1) Discuss each of the settings or appraoches you have altered and explain why it can improve the selection rate.
2) If you use AI tools, discuss your experience with it. Such as how to write the prompt and whether you had to further modeify the code.

Question 2 (Training and Testing of Linear Regression)

We have introduced the formula of a linear regression

\[\widehat{\boldsymbol \beta} = (\mathbf{X}^\text{T} \mathbf{X})^{-1}\mathbf{X}^\text{T} \mathbf{y}\]

Let’s use the realestate data as an example. The data can be obtained from our course website. Here, \(\mathbf{X}\) is the design matrix with 414 observations and 4 columns: a column of 1 as the intercept, and age, distance and stores. \(\mathbf{y}\) is the outcome vector of price.

  1. [15 points] Write an R code to properly define both \(\mathbf{X}\) and \(\mathbf{y}\), and then perform the linear regression using the above formula. You cannot use lm() for this step. Report your \(\hat \beta\). After getting your answer, compare that with the fitted coefficients from the lm() function.
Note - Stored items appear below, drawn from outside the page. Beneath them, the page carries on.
PR #433, opened 2023-06-26
_type.source of many other SU items changed from `Related`

rowlesmr:
Split from #431

A bunch of SU data items' _type.source was Related, which doesn't seem to link up with the description of Related, so I changed them all to match the _type.source of the data item to which the SU belongs.

### DIFF
--- a/cif_core.dic
+++ b/cif_core.dic
@@ -20617,7 +20617,7 @@ save_atom_site.b_equiv_geom_mean_su
          '_atom_site_B_equiv_geom_mean_su'
          '_atom_site.B_equiv_geom_mean_esd'
 
-    _definition.update            2021-03-03
+    _definition.update            2023-06-25
     _description.text
 ;
     Standard uncertainty of the equivalent isotropic atomic displacement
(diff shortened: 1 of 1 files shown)


vaitkus:
@jamesrhester , do you have any insights on the topic? Should the SU items have the `Related` purpose or should the inherit it from the measurand item?

jamesrhester:
`_type.source` is `Related` because the su items are `_name.linked_item_id` to the dataname they are the SU of, so therefore they are `Related` to that data name. This makes sense to me, but I note this use of `Related` is not described explicitly.

rowlesmr:
This also means that every other SU item I didn't touch is wrong, as well as the `general_su` save frame in `templ_attr.cif`.

jamesrhester:
I've decided that I think `_type.source` of "same as linked data name" is appropriate (as this PR suggests). It's not a strong opinion, as in any case the information provided is redundant.

jamesrhester:
Rejecting as per discussion in #434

  2. [10 pts] Split your data into two parts: a testing data that contains 100 observations, and the rest as training data. Use the following code to generate the ids for the testing data. Use your previous code to fit a linear regression model (predict price with age, distance and stores), and then calculate the prediction error on the testing data. Report your (mean) training error and testing (prediction) error: \[\begin{align} \text{Training Error} =& \frac{1}{n_\text{train}} \sum_{i \in \text{Train}} (y_i - \hat y_i)^2 \\ \text{Testing Error} =& \frac{1}{n_\text{test}} \sum_{i \in \text{Test}} (y_i - \hat y_i)^2 \end{align}\] Here \(y_i\) is the original \(y\) value and \(\hat y_i\) is the fitted (for training data) or predicted (for testing data) value. Which one do you expect to be larger, and why? After carrying out your analysis, does the result matches your expectation? If not, what could be the causes?
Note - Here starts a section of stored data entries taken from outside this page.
PR #440, opened 2023-07-01
Harmonise SU descriptions.

rowlesmr:
I've removed the description of the dataitem to which the SU is linked from the description of the SU. The SU description now only references the dataitem to which it is linked.

This means that if you update the description of an item with an SU, the description of the SU is automatically correct.

eg
```
    Standard uncertainty of the mean hydrostatic pressure
    at which intensities were measured.
```
is now
```
    Standard uncertainty of _diffrn.ambient_pressure.
```

I haven't altered any definition dates, as I don't think I substansively changed anything, but I can if desired.

### DIFF
--- a/cif_core.dic
+++ b/cif_core.dic
@@ -125,8 +125,7 @@ save_diffrn.ambient_pressure_su
     _definition.update            2021-03-03
     _description.text
 ;
-    Standard uncertainty of the mean hydrostatic pressure
-    at which intensities were measured.
+    Standard uncertainty of _diffrn.ambient_pressure.
 ;
     _name.category_id             diffrn
     _name.object_id               ambient_pressure_su
@@ -224,8 +223,7 @@ save_diffrn.ambient_temperature_su
     _definition.update            2021-03-03
     _description.text
 ;
-    Standard uncertainty of the mean temperature
-    at which intensities were measured.
+    Standard uncertainty of _diffrn.ambient_temperature.
 ;
     _name.category_id             diffrn
     _name.object_id               ambient_temperature_su
@@ -990,8 +988,7 @@ save_cell.reciprocal_angle_alpha_su
     _definition.update            2021-03-03
     _description.text
 ;
-    Standard uncertainty of the reciprocal of the angle
-    between _cell.length_b and _cell.length_c.
+    Standard uncertainty of _cell.reciprocal_angle_alpha.
 ;
     _name.category_id             cell
     _name.object_id               reciprocal_angle_alpha_su
@@ -1047,8 +1044,7 @@ save_cell.reciprocal_angle_beta_su
     _definition.update            2021-03-03
     _description.text
 ;
-    Standard uncertainty of the reciprocal of the angle
-    between _cell.length_a and _cell.length_c.
+    Standard uncertainty of _cell.reciprocal_angle_beta.
 ;
     _name.category_id             cell
     _name.object_id               reciprocal_angle_beta_su
@@ -1104,8 +1100,7 @@ save_cell.reciprocal_angle_gamma_su
     _definition.update            2021-03-03
     _description.text
 ;
-    Standard uncertainty of the reciprocal of the angle
-    between _cell.length_a and _cell.length_b.
+    Standard uncertainty of _cell.reciprocal_angle_gamma.
 ;
     _name.category_id             cell
     _name.object_id               reciprocal_angle_gamma_su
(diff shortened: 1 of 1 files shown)


jamesrhester:
This is largely a philosophical question. When these definitions are collected into e.g. an online dictionary or Vol G, do we want them to simply refer to the data name or to describe the quantity? Or are we planning to skip explicit description of the SU data names, in which case these changes make sense? @nautolycus , do you have an opinion on this one?

vaitkus:
I second the opinion of @rowlesmr that is not really useful to have an SU definition that is virtually a copy of the measurand definition since we run (a small) risk of eventually changing one and forgetting to change the other. Having a template SU description string with a reference to the measurand item seems to not have the same drawback.

Of course, we still retain the option to have specific SU descriptions where this matters, e.g. consider the imported description of anisotropic SU items (the 'aniso_uij_su' save frame):
```
     These are the standard uncertainty values (SU) for the standard
     form of the Uij anisotropic atomic displacement components (see
     _aniso_UIJ). Because these values are TYPE measurand, the su values
     may in practice be auto generated as part of the Uij calculation.
```

rowlesmr:
> imported description of anisotropic SU items (the 'aniso_uij_su' save frame)

Yes, I haven't touched any imported save frame descriptions, which do need to be fully fleshed out to allow importation into a general data item.

vaitkus:
@nautolycus, it would indeed be nice to hear your opinion on this topic.

To summarise the earlier discussion: Is it OK to shorten the SU item descriptions so they mainly only refer to the related measurand item (e.g. "Standard uncertainty of _diffrn.ambient_pressure.") or is it better to have a more verbose definition that mimics that of the related measurand item ("Standard uncertainty of the mean hydrostatic pressure at which intensities were measured.")?

Points in favour of short descriptions with references:
* The [DRY principle](https://en.wikipedia.org/wiki/Don%27t_repeat_yourself) is respected. That is the core definition is located only in the measurand item, thus changing it does not require to also modify the definition of the SU item.

Points against short descriptions with references:
* There is an additional level of indirection, i.e. individual SU item descriptions are less readable on their own (e.g. when encountered in Volume G) since the definition of the measurand item needs to also be consulted.

nautolycus:
Historically I have tended to be a WET ("write everything twice"), but with the very large number of *_su data names my preference is changing. For the specific use case I'm now looking at (Volume G typeset dictionaries), even an example such as "Standard uncertainty of _atom_rho_multipole_radial_slater.zeta0." runs beyond a column width, with no obvious breakpoints. Given that the full definition contains the back link from the SU item to its parent, the way is open for an _import.get that pulls in a description text like

"Standard uncertainty of the quantity referenced by _name.linked_item_id."  [1]

or even

"Standard uncertainty of the related measured quantity."  [2]

Option [1] may seem more attractive, because the linkage is declared explicitly, but to make use of it, the user needs access to that attribute within the definition save frame. For auto-generated dictionary representations (in print or HTML), the dictionary rendering software could replace the boilerplate description by an explicit link to the parent item definition. Because there isn't a link from *.item to *.item_su, two passes are needed to locate the SU item and associate it with its parent, but I don't see that as being particularly onerous.

>  individual SU item descriptions are less readable on their own

There is, in any case, a drift in that direction (i.e. DRYness) for other reasons - the magnetic dictionary currently has e.g. 

```
save_atom_type_scat.neutron_magnetic_j0_a2

    _definition.id                '_atom_type_scat.neutron_magnetic_j0_a2'
    _description.text
;                                 See definition for _atom_type_scat.neutron_magnetic_j0_A1
;
```

jamesrhester (approved):

jamesrhester:
Suggestions [1] and [2] and the approach of this PR simply restate information that is machine-readable in the rest of the definition frame, so they are all essentially equivalent. [1] and [2] have the advantage of being able to be put away into a template file, but the PR approach is useful for readers who do not understand DDLm, which is why I prefer it.

To handle line-length woes, beyond a certain data name length, we can revert to form [1].

nautolycus:
> To handle line-length woes, beyond a certain data name length, we can revert to form [1].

  realestate = read.csv("realestate.csv", row.names = 1)
  # generate the indices for the testing data
  set.seed(432)
  test_idx = sample(nrow(realestate), 100)
  1. [10 points] Alternatively, you can always use built-in functions to fit linear regression. Setup your code to perform a step-wise linear regression using the step() function (using all covariates). Choose one among the AIC/BIC/Cp criterion to select the best model. For the step() function, you can use any configuration you like, such as direction etc. You should still use the same trainning and testing ids defined previously. Report your best model, trainning error and testing error.

Question 3 (Optimizing a Univariate Function)

Consider minimizing the following function:

\[f(x) = \exp(x) - 2.5 \times (x + 6)^2 - 0.05 \times x^3\]

  1. [10 Points] Write a function f_obj(x) that calculates this objective function. Plot this function on the domain \(x \in [-40, 7]\).

  2. [10 Points] Use the optim() function to solve this optimization problem. Use method = "BFGS". Try two initial points: -15 and 0. Report Are the solutions you obtained different? Why?